PROBLEM DESCRIPTION » Look through the entries below and extract exactly the lines from the one containing "exercises/practice/square-root/.docs/instructions.append.md" through the one containing "- B) Reject", ends included.

THE DATA »
----

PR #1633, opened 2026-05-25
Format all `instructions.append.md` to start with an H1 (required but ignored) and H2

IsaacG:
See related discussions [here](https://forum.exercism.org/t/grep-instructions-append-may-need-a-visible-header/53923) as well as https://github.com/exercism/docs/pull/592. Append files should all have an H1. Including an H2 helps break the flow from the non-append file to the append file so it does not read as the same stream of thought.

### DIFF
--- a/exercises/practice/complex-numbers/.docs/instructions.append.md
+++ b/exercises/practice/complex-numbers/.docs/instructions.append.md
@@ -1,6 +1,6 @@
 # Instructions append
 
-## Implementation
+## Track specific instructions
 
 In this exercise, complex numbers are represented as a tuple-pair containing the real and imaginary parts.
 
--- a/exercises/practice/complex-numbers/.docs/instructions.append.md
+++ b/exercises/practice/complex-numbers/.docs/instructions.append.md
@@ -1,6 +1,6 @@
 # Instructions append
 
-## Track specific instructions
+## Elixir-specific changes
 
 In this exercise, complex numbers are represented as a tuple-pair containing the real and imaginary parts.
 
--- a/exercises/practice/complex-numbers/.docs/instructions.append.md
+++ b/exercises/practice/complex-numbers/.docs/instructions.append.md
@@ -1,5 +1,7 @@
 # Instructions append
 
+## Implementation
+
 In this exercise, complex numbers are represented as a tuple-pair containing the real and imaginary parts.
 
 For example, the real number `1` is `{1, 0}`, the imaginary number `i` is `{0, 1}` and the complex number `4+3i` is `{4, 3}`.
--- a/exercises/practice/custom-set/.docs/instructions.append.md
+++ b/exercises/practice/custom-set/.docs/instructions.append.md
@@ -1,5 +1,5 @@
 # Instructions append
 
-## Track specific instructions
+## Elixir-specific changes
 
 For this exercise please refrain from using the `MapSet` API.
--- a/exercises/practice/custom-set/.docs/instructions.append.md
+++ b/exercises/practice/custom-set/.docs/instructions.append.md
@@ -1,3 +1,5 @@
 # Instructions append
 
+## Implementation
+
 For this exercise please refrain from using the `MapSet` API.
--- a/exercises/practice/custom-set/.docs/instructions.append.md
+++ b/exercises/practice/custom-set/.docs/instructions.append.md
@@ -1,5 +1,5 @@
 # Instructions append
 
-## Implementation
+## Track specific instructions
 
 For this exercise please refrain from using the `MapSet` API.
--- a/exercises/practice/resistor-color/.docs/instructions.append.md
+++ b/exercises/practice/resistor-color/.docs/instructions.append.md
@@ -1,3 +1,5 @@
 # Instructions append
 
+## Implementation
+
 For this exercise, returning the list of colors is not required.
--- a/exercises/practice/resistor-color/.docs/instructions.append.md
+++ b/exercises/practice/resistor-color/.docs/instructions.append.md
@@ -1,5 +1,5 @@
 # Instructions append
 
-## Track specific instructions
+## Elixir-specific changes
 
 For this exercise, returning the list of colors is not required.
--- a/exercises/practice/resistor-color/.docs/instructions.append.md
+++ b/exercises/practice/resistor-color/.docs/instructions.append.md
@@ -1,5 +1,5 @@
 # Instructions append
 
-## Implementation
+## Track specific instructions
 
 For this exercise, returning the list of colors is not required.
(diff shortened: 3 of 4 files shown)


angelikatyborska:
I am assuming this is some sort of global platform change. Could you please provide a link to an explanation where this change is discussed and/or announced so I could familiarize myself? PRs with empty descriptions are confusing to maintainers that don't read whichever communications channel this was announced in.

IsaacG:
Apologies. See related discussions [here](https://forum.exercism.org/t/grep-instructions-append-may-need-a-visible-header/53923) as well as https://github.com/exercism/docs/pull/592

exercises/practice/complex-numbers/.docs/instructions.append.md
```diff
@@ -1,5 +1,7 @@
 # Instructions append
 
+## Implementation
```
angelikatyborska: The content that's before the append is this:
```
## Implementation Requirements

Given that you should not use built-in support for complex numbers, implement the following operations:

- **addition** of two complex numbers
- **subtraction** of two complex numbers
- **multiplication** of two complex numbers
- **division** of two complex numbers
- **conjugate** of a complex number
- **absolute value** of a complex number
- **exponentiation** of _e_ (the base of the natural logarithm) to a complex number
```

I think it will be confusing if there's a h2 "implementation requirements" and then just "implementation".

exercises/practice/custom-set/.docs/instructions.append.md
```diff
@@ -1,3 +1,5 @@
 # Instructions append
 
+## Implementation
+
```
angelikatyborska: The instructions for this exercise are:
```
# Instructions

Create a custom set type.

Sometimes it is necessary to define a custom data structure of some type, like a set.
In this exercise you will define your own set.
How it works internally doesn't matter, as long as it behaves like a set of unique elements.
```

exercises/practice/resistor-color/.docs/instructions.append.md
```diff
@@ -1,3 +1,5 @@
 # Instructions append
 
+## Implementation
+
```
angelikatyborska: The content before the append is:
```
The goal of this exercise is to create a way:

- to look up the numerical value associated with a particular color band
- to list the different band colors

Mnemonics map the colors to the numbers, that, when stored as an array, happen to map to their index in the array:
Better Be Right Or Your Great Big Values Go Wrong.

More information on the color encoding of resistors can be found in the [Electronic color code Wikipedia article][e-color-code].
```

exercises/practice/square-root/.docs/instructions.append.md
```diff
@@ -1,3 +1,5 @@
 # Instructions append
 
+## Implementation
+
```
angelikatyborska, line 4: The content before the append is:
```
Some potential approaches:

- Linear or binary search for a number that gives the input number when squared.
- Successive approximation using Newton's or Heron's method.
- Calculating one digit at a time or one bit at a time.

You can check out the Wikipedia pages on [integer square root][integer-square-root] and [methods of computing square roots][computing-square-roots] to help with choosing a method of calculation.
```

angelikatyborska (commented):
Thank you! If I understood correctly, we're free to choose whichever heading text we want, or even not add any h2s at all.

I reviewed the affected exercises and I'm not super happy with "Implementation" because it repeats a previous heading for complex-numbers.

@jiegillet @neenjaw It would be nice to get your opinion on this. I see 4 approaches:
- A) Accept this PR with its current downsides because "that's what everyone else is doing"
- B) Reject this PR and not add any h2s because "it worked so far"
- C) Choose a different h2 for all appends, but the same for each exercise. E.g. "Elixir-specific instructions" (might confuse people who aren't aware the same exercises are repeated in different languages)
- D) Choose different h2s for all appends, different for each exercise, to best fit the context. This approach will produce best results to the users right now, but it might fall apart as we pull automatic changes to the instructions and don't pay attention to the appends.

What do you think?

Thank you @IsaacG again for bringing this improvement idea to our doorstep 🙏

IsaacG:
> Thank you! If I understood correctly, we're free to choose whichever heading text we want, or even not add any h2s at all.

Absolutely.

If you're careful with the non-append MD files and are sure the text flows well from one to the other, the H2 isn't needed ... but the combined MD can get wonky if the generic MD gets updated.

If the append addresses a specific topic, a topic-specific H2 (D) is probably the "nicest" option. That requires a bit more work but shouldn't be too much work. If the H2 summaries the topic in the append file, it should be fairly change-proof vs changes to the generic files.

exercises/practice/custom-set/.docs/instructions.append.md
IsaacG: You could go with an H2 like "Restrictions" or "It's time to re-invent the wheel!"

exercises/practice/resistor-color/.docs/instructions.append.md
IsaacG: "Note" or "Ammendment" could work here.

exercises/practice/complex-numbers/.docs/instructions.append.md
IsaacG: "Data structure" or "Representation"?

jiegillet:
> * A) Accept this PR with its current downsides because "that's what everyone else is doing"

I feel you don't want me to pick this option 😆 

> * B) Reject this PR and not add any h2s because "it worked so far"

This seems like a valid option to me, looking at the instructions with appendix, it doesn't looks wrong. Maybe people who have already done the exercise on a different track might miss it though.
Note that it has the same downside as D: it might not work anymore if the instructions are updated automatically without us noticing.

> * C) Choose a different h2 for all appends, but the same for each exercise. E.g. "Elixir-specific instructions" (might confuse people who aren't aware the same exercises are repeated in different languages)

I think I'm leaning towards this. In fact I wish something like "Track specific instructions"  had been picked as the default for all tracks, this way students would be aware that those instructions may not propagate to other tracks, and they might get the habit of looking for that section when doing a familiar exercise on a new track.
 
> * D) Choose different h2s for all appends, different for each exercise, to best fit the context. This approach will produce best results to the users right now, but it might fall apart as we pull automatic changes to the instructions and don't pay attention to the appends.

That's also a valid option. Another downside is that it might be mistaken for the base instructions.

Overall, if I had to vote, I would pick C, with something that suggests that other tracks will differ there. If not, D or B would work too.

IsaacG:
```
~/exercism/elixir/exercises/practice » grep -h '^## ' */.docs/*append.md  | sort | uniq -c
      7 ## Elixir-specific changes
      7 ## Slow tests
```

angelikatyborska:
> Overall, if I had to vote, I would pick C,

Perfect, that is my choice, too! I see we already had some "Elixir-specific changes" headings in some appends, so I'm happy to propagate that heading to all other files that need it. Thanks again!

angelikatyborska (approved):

----

THE COMPLETED TASK »
exercises/practice/square-root/.docs/instructions.append.md
```diff
@@ -1,3 +1,5 @@
 # Instructions append
 
+## Implementation
+
```
angelikatyborska, line 4: The content before the append is:
```
Some potential approaches:

- Linear or binary search for a number that gives the input number when squared.
- Successive approximation using Newton's or Heron's method.
- Calculating one digit at a time or one bit at a time.

You can check out the Wikipedia pages on [integer square root][integer-square-root] and [methods of computing square roots][computing-square-roots] to help with choosing a method of calculation.
```

angelikatyborska (commented):
Thank you! If I understood correctly, we're free to choose whichever heading text we want, or even not add any h2s at all.

I reviewed the affected exercises and I'm not super happy with "Implementation" because it repeats a previous heading for complex-numbers.

@jiegillet @neenjaw It would be nice to get your opinion on this. I see 4 approaches:
- A) Accept this PR with its current downsides because "that's what everyone else is doing"
- B) Reject this PR and not add any h2s because "it worked so far"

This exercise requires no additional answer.